N’gaous Conserves, spécialisées dans la transformation des fruits, fabrication et commercialisation des eaux fruitées, jus et conserves, laquelle qui dispose de deux unités de production, N’gaous et Menaa, est désormais adossé à un groupe diversifié, activant dans des secteurs aussi loin les uns des autres : agroalimentaire, produits pharmaceutiques et automobile. Le groupe de Ahmed Mazouz, qui commercialise des marques automobiles chinoises notamment à travers sa concession automobile G.M Trade (270 millions USD de chiffre d’affaires en 2016, 365 millions USD en 2015, 353 millions USD en 2014 et 345 millions USD en 2013), a investi dans une raffinerie de sucre d’une capacité de 2 millions de tonnes/an qui entrera en production le mois de juillet prochain, un investissement 5 milliards DZD (45 millions USD) financé par un emprunt bancaire à hauteur de 4 milliards DZD (36 millions USD). Le groupe, qui en train d’installer unité de montage de camions, a également racheté le laboratoire pharmaceutique Medicomp en février 2016.

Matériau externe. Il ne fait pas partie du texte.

PR #800, opened 2019-12-04
[2590] Confirmation page updates

danielburnley:
### Context

- Updates to the confirmation page to bring it in line with the prototype

course_confirmation

- Add a change link for subjects (and support the confirmation redirect)
- Update applications open to display a user friendly message
- Display fee or salary / apprenticeship dependent on the provider type
- Update the title for the confirmation page
- Display accredited body information where appropriate
- Display a success message when a course is created

### Checklist

- [x] Attach to Trello card
- [x] Rebased master
- [x] Cleaned commit history

### DIFF
--- a/app/views/courses/confirmation.html.erb
+++ b/app/views/courses/confirmation.html.erb
@@ -175,13 +175,13 @@
               </dd>
             </div>
 
-            <% if !@provider.accredited_body? %>
+            <% unless @provider.accredited_body? %>
               <div class="govuk-summary-list__row">
                 <dt class="govuk-summary-list__key">
                   Accredited body
                 </dt>
                 <dd class="govuk-summary-list__value" data-qa="course__accredited_body">
-                  <%= course.accrediting_provider&.provider_name %>
+                  <%= course.accrediting_provider.provider_name %>
                 </dd>
                 <dd class="govuk-summary-list__actions">
                   <%= course_creation_change_button(
--- a/app/views/courses/confirmation.html.erb
+++ b/app/views/courses/confirmation.html.erb
@@ -162,7 +162,11 @@
                 Applications open
               </dt>
               <dd class="govuk-summary-list__value" data-qa="course__application_open_from">
+              <% if course.applications_open_from == @recruitment_cycle.application_start_date %>
+                As soon as the course is on Find (recommended)
+              <% else %>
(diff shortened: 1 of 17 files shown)


app/views/courses/confirmation.html.erb
```diff
@@ -153,12 +175,34 @@
               </dd>
             </div>
 
+            <% if !@provider.accredited_body? %>
```
faissalMT:
```suggestion
            <% unless @provider.accredited_body? %>
```

app/views/courses/confirmation.html.erb
```diff
@@ -153,12 +175,34 @@
...
+              <div class="govuk-summary-list__row">
+                <dt class="govuk-summary-list__key">
+                  Accredited body
+                </dt>
+                <dd class="govuk-summary-list__value" data-qa="course__accredited_body">
+                  <%= course.accrediting_provider&.provider_name %>
```
faissalMT: If it's not an accredited body it should have an accrediting provider right? So why not 
```suggestion
                  <%= course.accrediting_provider.provider_name %>
```

app/views/layouts/_flash.html.erb
```diff
@@ -5,7 +5,12 @@
         <% if key == "error" %>
           <h3 class="govuk-<%= key %>-summary__title" id="<%= key %>-summary-heading" data-error-message="<%= value %>"><%= value %></h3>
         <% else %>
-          <h3 class="govuk-<%= key %>-summary__title" id="<%= key %>-summary-heading"><%= value %></h3>
+          <% if value.is_a?(Hash) %>
```
faissalMT: Typechecking in a dynamic language generally feels like an anti-pattern to me, could this warrant a separate template for errors we might have manually set rather than forwarded from the backend? Or is it the case that the backend sometimes provides data in this format?

danielburnley: These are flash messages that we manually create by setting them in `flash` (The in built Rails thing). Typically we only support a single string, and without updating them all to hashes I added this here. Not sure how to add this functionality  

Wonder if there's a nicer approach though :thinking: given I'll try find a way of adding this

defong: maybe 
``` ruby
if (value.dig(:title).present? || value.dig(body).present?)
```

or change the `key` to something else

Il convient enfin de signaler que la filiale N’gaous Conserves SPA, qui dépendait de l’Entreprise nationale des Jus et Conserve (ENAJUC) avant sa privatisation en 2007, transforme aujourd’hui 800 tonnes/jour d’abricots et de pommes, soit plus de 200 000 tonnes/an ou cinq fois l’objectif fixé à son premier acquéreur lors de sa privatisation. Elle a deux atouts majeurs : une maque aimée par les Algériens et s’exporte dans des marchés aussi exigeants que les marchés européens –elle a exporté pour un million USD en 2014 dont 800000 en Allemagne–, et un réseau de distribution qui assure la disponibilité de ses produits N’Gaous sur tout le territoire national.